Collected data
Issue #566, opened 2021-09-29
Reskin app


jenkoian:
New year, new colours, should update this app to reflect. Reminder we don't just steal assets or fonts but go for a close match.

danmana:
Hi, I'd like to pick this up.

What should be changed?
* pink -> orange
* logo
* button colors?
* background color?

Also, I'm thinking about how to make this easier to change next year.
Would it be better to define some `hack-primary`, `hack-secondary` colors in tailwind (plus dark mode variants), so we don't have to replace `pink` with `orange` everywhere in HTML/css?
Any feedback is welcome, I'm new to tailwind and I'm not sure what are the best practices.

jenkoian:
Yeah something along the same sort of theme as https://hacktoberfest.digitalocean.com/

Tailwind suggestion sounds good :)

jenkoian:
Closed by #593

PR #593, opened 2021-10-04
Apply 2021 Hacktoberfest theme

nicknamedelta:
First, I would like to thank you and all the other contributors for the successful implementation of this project.

After visiting issue #566, I started working to apply the Hacktoberfest 2021 theme to the project. To do this, I followed the [Hacktoberfest Brandguideline](https://hacktoberfest.digitalocean.com/brandguidelines) which helped me understand how the texts, backgrounds and colors interact.

The result of this work was applied in this PR, however, we may need to refactor the names of the Tailwind CSS variables (I followed @danmana's suggestion in #566 to name variables as e.g. 'hack-context').

I appreciate if you test the modifications and give me some feedback for this PR.


src/components/SiteTitle.js
```diff
@@ -3,13 +3,13 @@ import React from 'react';
 const SiteTitle = () => (
   <div className="text-center">
     <a className="no-underline inline-block py-12 md:py-8" href="/">
-      <h1 className="text-dark-pink text-6xl md:text-7xl">
+      <h1 className="text-hack-logo text-6xl md:text-7xl">
         Hacktober
-        <span className="text-light-pink text-3xl md:text-5xl uppercase block">
+        <span className="text-hack-alt-logo text-3xl md:text-5xl uppercase block">
```
jenkoian, line 8: I think we should remove the uppercase transform here for this year.

src/components/SiteTitle.js
```diff
@@ -3,13 +3,13 @@ import React from 'react';
 const SiteTitle = () => (
   <div className="text-center">
     <a className="no-underline inline-block py-12 md:py-8" href="/">
-      <h1 className="text-dark-pink text-6xl md:text-7xl">
+      <h1 className="text-hack-logo text-6xl md:text-7xl">
         Hacktober
```
jenkoian, line 7: Can we lowercase the `H` now to match this years logo a bit?

src/style.css
```diff
@@ -1,35 +1,34 @@
...
-  @apply bg-dark-blue p-12 text-mid-grey;
+  @apply bg-hack-dark-bg p-12 text-hack-fg;
   font-family: 'Space Mono', monospace;
   padding: 0;
 }
 
 @screen light-mode {
   body {
-    @apply bg-white;
+    @apply bg-hack-fg;
```
jenkoian, line 11: What about using `#f4f0e1` which is the same colour as the background on https://hacktoberfest.digitalocean.com/? It would prob mean a new variable `bg-hack-light` or something. In fact shouldn't this be `bg-hack-alt-bg`?? If so, should we not make that `#f4f0e1` ?

jenkoian: Ah I see `hack-alt-bg` is more the secondary / contrasting colour. So maybe a new var `hack-bg-light` or something?

jenkoian (commented):
Generally looks really good, just a question about the light background colour.

src/style.css
nicknamedelta: For Sure, I created a new variable called '**hack-light-bg**' and applied him to the body of light-mode;

jenkoian:
Thanks, looking better. I think we should remove the alternative font on the `fest` so remove this line https://github.com/jenkoian/hacktoberfest-checker/blob/master/src/style.css#L23 I also think we should tweak the size and spacing too so fest is the same size as the hacktober and sits must closer to it, similar to how it does on https://hacktoberfest.digitalocean.com/ 

That's the only thing, otherwise looks great :)

src/components/SiteTitle.js
```diff
@@ -3,13 +3,13 @@ import React from 'react';
 const SiteTitle = () => (
   <div className="text-center">
     <a className="no-underline inline-block py-12 md:py-8" href="/">
-      <h1 className="text-dark-pink text-6xl md:text-7xl">
-        Hacktober
-        <span className="text-light-pink text-3xl md:text-5xl uppercase block">
+      <h1 className="text-hack-logo text-6xl md:text-7xl">
+        hacktober
+        <span className="block text-hack-alt-logo text-3xl md:text-5xl">
```
jenkoian, line 8: Untested but perhaps `block text-hack-alt-logo text-5xl md:text-6xl -m-8` here to sort the text size and spacing?

nicknamedelta: Changed to `block text-hack-alt-logo text-6xl md:text-7xl -m-8` and worked as well.

src/style.css
```diff
@@ -33,6 +33,8 @@ h1 span {
 
 small {
   font-family: 'Press Start 2P', monospace;
+  font-weight: 600;
+  margin: 20px;
```
jenkoian, line 37: Can we use utilities instead of this? So on the element add `font-semibold m-5` and remove these? That's the last thing, good to go then :)

jenkoian (approved):
Many thanks!

PR #594, opened 2021-10-04
Attempt to fix tailwind-gen for Windows users.

jenkoian:
If this still doesn't work we could try and test `npx tailwindcss build -o src/index.css`


danmana (approved):
Can confirm this works on Windows

Widi-ps:
@jenkoian Yup, this works well on me too

PR #595, opened 2021-10-05
Update latest tailwind, postcss and autoprefixer

Widi-ps:


jenkoian:
Thanks! Can I just check you've run through https://github.com/jenkoian/hacktoberfest-checker/pull/570#issuecomment-931720592 ? The live server is currently on node 10 too, so will need to upgrade that before I merge this.

Widi-ps:
in what version should I upgrade the node? is it the same as me or what?


image

Widi-ps:
I think `lts/*` refers to v14.18.0 because I used the newest in this repo (`nvm use newest`). So I just edit this  `.nvmrc` file with hard code right? like v16.10.0 right?

jenkoian:
@Widi-ps live is now on node 14, so nothing for you to worry about there. For this to progress, are you able to just copy that list from https://github.com/jenkoian/hacktoberfest-checker/pull/570#issuecomment-931720592 and mark each one that you've checked when you've confirmed it's not an issue?

Issue #575, opened 2021-09-30
Gitlab differentiation


jenkoian:
Now that [gitlab support](https://github.com/jenkoian/hacktoberfest-checker/pull/573) has been added find a visual way of differentiating PRs from MRs. Maybe a github and gitlab icon or something?

hwilson2563:
I would like to come up with a solution for this issue.

PR #596, opened 2021-10-05
add: icons based off url

hwilson2563:
I used PNGs of the different platforms' logos. I wasn't sure if I should add a background color div to make the black outlines of the PNGs stand out since the pr for the new theme isn't merged I thought maybe this could be addressed following that merge. 
This is to resolve issue: Gitlab differentiation #575

Here are screenshots: 
image
image


jenkoian:
This looks pretty cool! Thanks! It does look slightly better with the old design, but still think it works with the new. I'll approve anyway but let me know if you want to tweak now the new design is live, otherwise I'm happy to just merge :)

jenkoian (approved):

jenkoian:
@hwilson2563 I believe it will count as the PR has been approved, but will add it anyway :)

jenkoian:
Only the github icon on dark mode seem to change for me? I reckon just use the light version in all instances?

PR #598, opened 2021-10-06
social media added

Ttecs:
added social media buttons


jenkoian:
The links don't seem to go anywhere? Besides we already have social icons after you submit a username, I'm not sure it's worth having them before submission tbh, and even if so I think we should re-use the existing icons rather than creating new.

Thanks for the PR but it's a no on this I'm afraid.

Your objective: For the entries above, give only the number of lines that contain the word "match".

Output below: 2